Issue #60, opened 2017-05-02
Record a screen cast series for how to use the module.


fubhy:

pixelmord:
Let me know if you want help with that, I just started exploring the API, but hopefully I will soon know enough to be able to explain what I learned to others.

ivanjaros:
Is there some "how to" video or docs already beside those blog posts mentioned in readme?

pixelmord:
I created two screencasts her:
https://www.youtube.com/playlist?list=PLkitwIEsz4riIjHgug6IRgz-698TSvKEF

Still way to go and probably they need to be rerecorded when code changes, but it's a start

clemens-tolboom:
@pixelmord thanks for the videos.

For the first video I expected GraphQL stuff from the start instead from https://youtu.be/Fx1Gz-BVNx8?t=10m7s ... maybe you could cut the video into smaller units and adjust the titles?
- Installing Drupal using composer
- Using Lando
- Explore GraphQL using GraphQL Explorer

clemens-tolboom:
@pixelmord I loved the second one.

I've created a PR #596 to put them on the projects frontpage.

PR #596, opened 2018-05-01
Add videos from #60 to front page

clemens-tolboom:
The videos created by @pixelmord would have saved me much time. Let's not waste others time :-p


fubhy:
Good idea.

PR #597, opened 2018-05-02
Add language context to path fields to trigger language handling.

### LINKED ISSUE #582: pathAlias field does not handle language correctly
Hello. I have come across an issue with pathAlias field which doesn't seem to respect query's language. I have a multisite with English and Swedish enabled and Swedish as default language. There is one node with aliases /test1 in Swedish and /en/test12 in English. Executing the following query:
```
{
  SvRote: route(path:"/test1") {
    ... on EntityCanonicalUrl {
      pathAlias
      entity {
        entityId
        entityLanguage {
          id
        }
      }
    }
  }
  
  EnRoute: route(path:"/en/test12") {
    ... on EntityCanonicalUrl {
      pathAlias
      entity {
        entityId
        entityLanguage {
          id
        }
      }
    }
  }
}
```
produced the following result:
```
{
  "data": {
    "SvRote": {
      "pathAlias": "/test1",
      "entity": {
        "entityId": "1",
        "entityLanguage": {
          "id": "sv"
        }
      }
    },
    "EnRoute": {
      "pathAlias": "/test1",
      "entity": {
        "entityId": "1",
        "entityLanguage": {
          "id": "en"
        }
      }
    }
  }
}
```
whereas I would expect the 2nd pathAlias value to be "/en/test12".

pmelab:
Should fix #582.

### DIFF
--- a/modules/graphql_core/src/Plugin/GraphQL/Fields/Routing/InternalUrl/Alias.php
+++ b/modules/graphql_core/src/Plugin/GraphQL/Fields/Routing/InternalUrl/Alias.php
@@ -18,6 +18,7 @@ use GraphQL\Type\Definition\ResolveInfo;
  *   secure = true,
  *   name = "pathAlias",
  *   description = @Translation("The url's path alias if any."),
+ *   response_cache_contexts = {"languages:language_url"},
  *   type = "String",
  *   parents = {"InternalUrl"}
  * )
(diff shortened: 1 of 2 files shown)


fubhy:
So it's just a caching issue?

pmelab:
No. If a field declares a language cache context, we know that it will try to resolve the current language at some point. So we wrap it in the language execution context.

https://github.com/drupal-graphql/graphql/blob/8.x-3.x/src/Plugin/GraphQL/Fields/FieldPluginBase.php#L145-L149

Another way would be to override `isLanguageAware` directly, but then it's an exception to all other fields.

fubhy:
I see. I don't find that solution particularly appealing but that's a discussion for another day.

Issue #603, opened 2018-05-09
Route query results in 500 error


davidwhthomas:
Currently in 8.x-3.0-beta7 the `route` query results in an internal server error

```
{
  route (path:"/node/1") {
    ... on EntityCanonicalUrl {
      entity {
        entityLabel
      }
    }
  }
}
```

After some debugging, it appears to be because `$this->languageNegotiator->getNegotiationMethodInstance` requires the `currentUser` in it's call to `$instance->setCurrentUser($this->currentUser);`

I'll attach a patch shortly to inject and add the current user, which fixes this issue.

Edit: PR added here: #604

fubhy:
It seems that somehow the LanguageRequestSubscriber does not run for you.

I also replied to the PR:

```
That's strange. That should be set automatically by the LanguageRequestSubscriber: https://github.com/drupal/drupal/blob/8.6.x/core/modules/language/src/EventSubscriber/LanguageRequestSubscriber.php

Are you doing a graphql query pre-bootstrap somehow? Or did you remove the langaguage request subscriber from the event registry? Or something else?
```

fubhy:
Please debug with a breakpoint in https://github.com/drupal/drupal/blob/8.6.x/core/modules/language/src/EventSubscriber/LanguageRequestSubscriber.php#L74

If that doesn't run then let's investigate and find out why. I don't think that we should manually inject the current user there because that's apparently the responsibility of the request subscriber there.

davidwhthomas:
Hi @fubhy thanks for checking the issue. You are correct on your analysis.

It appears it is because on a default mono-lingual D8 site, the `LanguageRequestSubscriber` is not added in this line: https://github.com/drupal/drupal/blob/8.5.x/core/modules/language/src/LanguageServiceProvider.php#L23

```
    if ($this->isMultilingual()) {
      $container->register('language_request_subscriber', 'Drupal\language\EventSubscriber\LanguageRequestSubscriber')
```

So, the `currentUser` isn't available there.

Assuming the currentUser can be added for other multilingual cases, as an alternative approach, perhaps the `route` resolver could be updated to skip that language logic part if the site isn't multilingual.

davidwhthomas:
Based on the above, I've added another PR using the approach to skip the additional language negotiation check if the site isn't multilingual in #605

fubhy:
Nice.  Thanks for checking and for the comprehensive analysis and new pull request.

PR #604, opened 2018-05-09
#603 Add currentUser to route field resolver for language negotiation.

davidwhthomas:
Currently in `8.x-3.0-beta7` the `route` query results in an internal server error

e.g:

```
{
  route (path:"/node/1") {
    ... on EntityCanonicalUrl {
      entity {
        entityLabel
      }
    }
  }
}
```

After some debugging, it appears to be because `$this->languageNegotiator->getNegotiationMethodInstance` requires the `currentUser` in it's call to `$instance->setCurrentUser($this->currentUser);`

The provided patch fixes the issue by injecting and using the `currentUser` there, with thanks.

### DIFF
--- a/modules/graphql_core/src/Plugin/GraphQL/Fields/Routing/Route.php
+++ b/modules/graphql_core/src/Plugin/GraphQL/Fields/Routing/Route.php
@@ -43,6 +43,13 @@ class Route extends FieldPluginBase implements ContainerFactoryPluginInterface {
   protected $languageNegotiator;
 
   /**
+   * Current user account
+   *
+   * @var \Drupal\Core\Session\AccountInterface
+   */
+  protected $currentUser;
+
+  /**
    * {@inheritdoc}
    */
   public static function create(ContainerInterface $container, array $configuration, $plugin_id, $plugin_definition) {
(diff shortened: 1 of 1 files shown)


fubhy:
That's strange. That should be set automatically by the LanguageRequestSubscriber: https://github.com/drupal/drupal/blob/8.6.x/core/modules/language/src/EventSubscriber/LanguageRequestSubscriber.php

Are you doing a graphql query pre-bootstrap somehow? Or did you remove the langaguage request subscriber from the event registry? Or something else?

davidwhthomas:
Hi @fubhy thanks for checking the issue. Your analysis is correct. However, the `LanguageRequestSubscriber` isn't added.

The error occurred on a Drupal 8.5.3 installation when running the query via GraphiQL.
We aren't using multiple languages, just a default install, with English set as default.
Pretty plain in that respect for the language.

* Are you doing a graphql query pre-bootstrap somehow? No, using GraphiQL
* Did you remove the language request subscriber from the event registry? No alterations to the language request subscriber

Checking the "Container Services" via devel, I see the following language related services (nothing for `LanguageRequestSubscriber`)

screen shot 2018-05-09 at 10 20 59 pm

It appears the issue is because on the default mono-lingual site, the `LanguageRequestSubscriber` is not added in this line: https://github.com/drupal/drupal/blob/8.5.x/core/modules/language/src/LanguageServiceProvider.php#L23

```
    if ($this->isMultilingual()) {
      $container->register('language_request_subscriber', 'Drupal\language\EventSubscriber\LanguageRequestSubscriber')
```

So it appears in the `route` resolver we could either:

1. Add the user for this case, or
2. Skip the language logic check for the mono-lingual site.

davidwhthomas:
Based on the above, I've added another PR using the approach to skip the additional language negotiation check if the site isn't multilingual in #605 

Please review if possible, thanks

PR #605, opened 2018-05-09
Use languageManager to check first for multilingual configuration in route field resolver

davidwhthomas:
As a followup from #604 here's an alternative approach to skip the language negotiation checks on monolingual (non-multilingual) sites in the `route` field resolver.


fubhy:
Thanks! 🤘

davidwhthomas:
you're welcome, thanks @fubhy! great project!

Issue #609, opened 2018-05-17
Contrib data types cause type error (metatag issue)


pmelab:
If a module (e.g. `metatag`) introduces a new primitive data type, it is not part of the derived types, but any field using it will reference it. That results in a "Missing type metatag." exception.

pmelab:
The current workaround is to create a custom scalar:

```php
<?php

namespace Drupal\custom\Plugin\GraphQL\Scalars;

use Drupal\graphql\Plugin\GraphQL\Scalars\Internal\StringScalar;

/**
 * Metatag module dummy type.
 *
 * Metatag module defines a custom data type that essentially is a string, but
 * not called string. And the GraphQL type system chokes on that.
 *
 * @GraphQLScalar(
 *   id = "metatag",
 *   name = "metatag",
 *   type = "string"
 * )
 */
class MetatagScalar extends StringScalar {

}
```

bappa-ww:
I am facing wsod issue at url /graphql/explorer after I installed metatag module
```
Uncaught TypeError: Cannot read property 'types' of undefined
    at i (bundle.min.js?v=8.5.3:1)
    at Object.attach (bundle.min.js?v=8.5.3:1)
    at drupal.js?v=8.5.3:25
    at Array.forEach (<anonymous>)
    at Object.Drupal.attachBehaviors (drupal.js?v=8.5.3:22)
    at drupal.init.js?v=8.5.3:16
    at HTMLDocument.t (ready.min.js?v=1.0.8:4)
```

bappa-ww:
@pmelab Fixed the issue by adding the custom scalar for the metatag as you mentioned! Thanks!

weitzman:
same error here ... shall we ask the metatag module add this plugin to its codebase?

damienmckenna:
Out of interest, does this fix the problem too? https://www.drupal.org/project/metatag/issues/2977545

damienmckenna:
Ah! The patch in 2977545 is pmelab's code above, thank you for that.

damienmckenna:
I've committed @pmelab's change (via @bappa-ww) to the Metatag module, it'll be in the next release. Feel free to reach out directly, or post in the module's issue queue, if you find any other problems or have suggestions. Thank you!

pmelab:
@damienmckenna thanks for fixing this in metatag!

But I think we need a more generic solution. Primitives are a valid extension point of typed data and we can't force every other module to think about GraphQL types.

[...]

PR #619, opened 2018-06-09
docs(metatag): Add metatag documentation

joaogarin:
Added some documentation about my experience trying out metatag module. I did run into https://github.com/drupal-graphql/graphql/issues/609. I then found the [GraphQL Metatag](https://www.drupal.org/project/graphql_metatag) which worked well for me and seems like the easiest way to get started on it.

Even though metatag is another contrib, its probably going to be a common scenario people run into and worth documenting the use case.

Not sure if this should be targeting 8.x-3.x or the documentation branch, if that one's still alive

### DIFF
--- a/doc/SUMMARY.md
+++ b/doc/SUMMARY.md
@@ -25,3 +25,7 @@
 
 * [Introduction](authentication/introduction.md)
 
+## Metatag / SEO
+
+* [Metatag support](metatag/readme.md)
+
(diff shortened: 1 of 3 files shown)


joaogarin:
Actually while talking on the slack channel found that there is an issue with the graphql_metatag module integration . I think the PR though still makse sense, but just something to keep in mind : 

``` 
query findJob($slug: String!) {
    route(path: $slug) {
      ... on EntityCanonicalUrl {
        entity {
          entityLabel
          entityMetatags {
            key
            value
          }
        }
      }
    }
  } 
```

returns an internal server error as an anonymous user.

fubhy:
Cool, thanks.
+---+
Aim of the task:
Verbatim output is expected for the lines from the start of the data to the line in which "Is there some" appears, both included.

Final answer:
Issue #60, opened 2017-05-02
Record a screen cast series for how to use the module.


fubhy:

pixelmord:
Let me know if you want help with that, I just started exploring the API, but hopefully I will soon know enough to be able to explain what I learned to others.

ivanjaros:
Is there some "how to" video or docs already beside those blog posts mentioned in readme?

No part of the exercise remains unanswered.